In some of these rules, there is no reversible process to get back to the initial conditions, because information is lost. There is a way to get back to the initial condition in Rule $30$, but you need to know how many steps it took to get there. There's a thing called Computational irreducibility, which is one of the main ideas from Stephen Wolfram. This means its almost impossible to predict what the future states of some system will be. This also makes it really difficult to do the same in reverse.

Answer 3

Taking a somewhat educated guess, it seems like you misunderstood the following: Chaos is not the existence of uncertainty, but a specific kind of consequence of uncertainty.

If we are uncertain about a system’s state, this says nothing about whether the system is chaotic (or how “strong” the chaos is). Rather, chaos is about how an uncertainty evolves over time (assuming no new information). Where this uncertainty comes from does not matter. In a regular system, the uncertainty decreases or does not largely change in magnitude; in a chaotic system, the uncertainty increases exponentially with time.

Some examples to illustrate this:

• If I excite a real pendulum with little friction, I can predict that after eight swings, it will have roughly the same position and speed as when I started it. If I know the details of the pendulum (mass, length, etc.), I can compute how long a swing will take and maybe even how much energy the pendulum loses in that time. I am as uncertain about its initial state than about the state after eight swings (zero Lyapunov exponent). The system is not chaotic.

  Moreover, if I let the pendulum swing for a long time, it will lose all its energy due to friction and I can predict that it will rest in its lowermost position. This is an accurate prediction that does not require any knowledge about the current state. Thus uncertainty decreases over time (negative Lyapunov exponent).

• We usually cannot predict the weather for more than a few days (depending on location and current weather). The reason for this we are uncertain about the current state of the atmosphere/planet and this uncertainty increases over time (positive Lyapunov exponent). The longer we want to predict, the less accurate our predictions become. The weather/atmosphere is a chaotic system.
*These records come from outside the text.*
PR #846, opened 2026-04-21
feat(formsets): {% inputs_for %} tag + FormSetHelpersMixin (v0.5.1 P2)

johnrtipton:
## Summary

Ships Django formset / inline-formset support for LiveView templates (v0.5.1 P2 roadmap item).

### Template

```django
{% load djust_formsets %}
<form dj-submit="save">
    {{ addresses.management_form }}
    {% inputs_for addresses as form %}
        <div dj-inputs-for="{{ form.prefix }}">
            {{ form.street }} {{ form.city }}
            <button type="button" dj-click="remove_row"
                    dj-value-formset="addresses"
                    dj-value-prefix="{{ form.prefix }}">remove</button>
        </div>
    {% endinputs_for %}
    <button type="button" dj-click="add_row"
            dj-value-formset="addresses">+ add</button>
</form>
```

### View

```python
from djust import LiveView
from djust.formsets import FormSetHelpersMixin

class AddressListView(FormSetHelpersMixin, LiveView):
    formset_classes = {"addresses": AddressFormSet}

        self.addresses = AddressFormSet()
        self._formset_data = {}
```

The mixin's `add_row` / `remove_row` event handlers are keyed on `dj-value-formset` and (for remove) `dj-value-prefix`. Free-standing `add_row()` / `remove_row()` helpers in `djust.formsets` are also exported for custom handlers.

## Semantics

- Add caps at `formset.absolute_max` (Django's 2000 default) — no unbounded memory
- Remove uses Django's standard `DELETE=on` flag → visible to `formset.deleted_forms` during validation; non-destructive
- `inputs_for_loop` exposes `counter`, `counter0`, `first`, `last` matching Django's `{% for %}` conventions

## Tests

**13 cases** in `python/djust/tests/test_formsets.py`:
- Template tag: iteration with prefixes, loop metadata, None-formset safety, syntax errors (missing `as`, wrong keyword)
- `add_row` helper: increment, cap at absolute_max, preserve existing row data
- `remove_row` helper: DELETE flag set, existing rows preserved
- Mixin: add bumps TOTAL_FORMS, remove marks delete, unknown-formset raises, missing args no-op

## Docs

- CHANGELOG Unreleased entry
- ROADMAP: strikethrough at line 744 (milestone detail) + line 935 (parity tracker)


johnrtipton (commented):
# Stage 11 Code Review — feat(formsets): `{% inputs_for %}` + `FormSetHelpersMixin`

**Downstream leak scan**: clean. **WIRING_CHECK**: passes (user-wired via `dj-click`, no framework call site needed). **Tests**: 13/13 new + 97/97 across adjacent batteries pass in 2.94s.

## Done well
- Clean two-layer API (bare helpers + opt-in mixin).
- Uses Django's standard `DELETE=on` deletion protocol — non-destructive, compatible with `formset.save()` flows.
- Tag degrades safely on `None`/missing variable.
- `as <var>` required syntactically — no `{% for %}` ambiguity.

## Critical (must fix)

### C1. `add_row`/`remove_row` break on any custom-prefix formset
`python/djust/formsets.py:39-44, 56-63, 81-83`

Both helpers derive prefix from `formset_cls.get_default_prefix()` — a class method returning the **static** default (e.g. `"form"`). Every real inline-formset usage instantiates with a custom prefix:

```
FS = formset_factory(F, extra=1)
fs = FS(prefix='addresses')          # user's mount()
# fs.prefix == 'addresses', FS.get_default_prefix() == 'form'

data = {'addresses-TOTAL_FORMS': '1', 'addresses-INITIAL_FORMS': '0'}
updated = add_row(FS, data=data)
# updated.prefix == 'form'          (class default)
# updated.data['form-TOTAL_FORMS'] == '1'       ← wrong bucket
# updated.data['addresses-TOTAL_FORMS'] == '1'  ← original untouched
```

On every `add_row` the increment writes to `form-*` while real data stays under `addresses-*`. Tests sidestep this by using the default prefix — anyone following the PR description (which shows `dj-value-formset="addresses"` for "addresses") hits it immediately.

**Fix**: accept `prefix` kwarg (or the whole formset instance); in the mixin, read it from the currently-bound formset `self.<name>.prefix`. Add a regression test instantiating with `prefix='addresses'`.

### C2. `absolute_max` cap ignores `max_num`
`python/djust/formsets.py:51`

`getattr(formset_cls, "absolute_max", 2000)` — but `absolute_max = max_num + DEFAULT_MAX_NUM (1000)`. A user who sets `max_num=5` gets `absolute_max=1005`:

```
FS = formset_factory(F, extra=1, max_num=5)
FS.absolute_max  # 1005
FS.max_num       # 5
```

So `add_row` lets the formset grow to 1005 rows before capping, contradicting the PR description's "caps at `formset.absolute_max` (Django's 2000 default)" claim. The real guarantee is "2000 or max_num+1000, whichever was configured".

**Fix**: respect `max_num` as the hard cap:

```python
max_num = getattr(formset_cls, "max_num", None) or getattr(formset_cls, "absolute_max", 2000)
hard_ceiling = getattr(formset_cls, "absolute_max", 2000)
new_total = min(current + 1, max_num, hard_ceiling)
```

Regression test: `max_num=5`, call `add_row` 10×, assert TOTAL_FORMS ends at `"5"`.

## Important (should fix)

- **I1. Silent `_formset_data` init** (`formsets.py:129, 142`) — if user forgets `self._formset_data = {}` in `mount()`, first `add_row` silently discards mount-time state (including `initial=...`). Either auto-init or raise a loud `AttributeError`. Doc-only contracts bite here.
- **I2. `add_row` at cap is a silent no-op** — no log, no hook, button still active in UI. Add a `logger.info` and/or document the cap-UX requirement.
- **I3. TOTAL_FORMS not decremented on `remove_row`** — correct Django protocol, but templates that iterate `{% inputs_for %}` will still render the deleted row unless they check `form.DELETE.value()`. Add a short recipe to the tag's docstring.
- **I4. Re-entrancy** — `self._formset_data` not guarded; `@background` handlers calling `add_row` race with live handlers. Document that these helpers aren't background-safe (or add a lock).

## Suggestions

- **S1.** `templatetags/djust_formsets.py:68-71` — `forms.index(form)` is O(n²) per iteration and wrong if two forms compare equal. Use `enumerate(forms)`.
- **S2.** Nested `{% inputs_for %}` tags collide on the flat `inputs_for_loop` context var — document no-nest or rename with parent-loop support.
- **S3.** Docstring at `templatetags/djust_formsets.py:5, :24` says "Pair with `djust.forms.FormSetHelpers`" — actual path is `djust.formsets.FormSetHelpersMixin`. Fix before merge, trivial.
- **S4.** `formset_classes = {}` on mixin is a mutable class attr; a `MappingProxyType` default would be more defensive.

## Summary

C1 and C2 are blockers — they break the primary use case the PR description sells (inline formsets with custom prefixes) and misrepresent the safety bound. I1 strongly recommended. S1 and S3 are one-line fixes worth folding in now.

**Verdict: CHANGES_REQUESTED**

johnrtipton:
Superseded — the full feature shipped directly to main via commit 335cce26 after a Stage 11 review-fix pass was accidentally committed to main instead of this branch.

**Main has the final version** with these Stage 11 fixes applied:
- **C1**: `add_row` / `remove_row` now accept an explicit `prefix=` kwarg; mixin passes the formset name as the prefix so custom-prefix formsets (e.g. `FS(prefix='addresses')`) work correctly instead of being silently routed to default-prefix `form-*` keys.
- **C2**: `_effective_cap()` now returns `max_num` when set (was returning a hardcoded 2000, allowing formsets with `max_num=5` to grow to 1005 rows before Django's validation-tolerance ceiling kicked in).
- **I1**: `_require_formset_data()` raises a clear `RuntimeError` if `mount()` forgot to set `self._formset_data`.
- **S1**: O(n²) `forms.index(form)` replaced with `enumerate()` in the template tag.

Tests went from 13 → 16 to cover the new regressions.

Docs bookkeeping (CHANGELOG + ROADMAP) is in #847.

Branch left intact in case diff inspection is useful; safe to delete anytime.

While I used real examples here, I can apply the same concept to simulations: If I simulate a pendulum or double pendulum, small changes in the initial conditions have different long-term effects. Where these uncertainties come from is irrelevant. Chaos is a property of the model, not of my measurement. A chaotic system is chaotic independently of whether it is measured or not. Uncertainties in measurement or realising initial conditions are just the typical reason why we are uncertain about the state of real systems and thus the reason why chaos may pose a problem.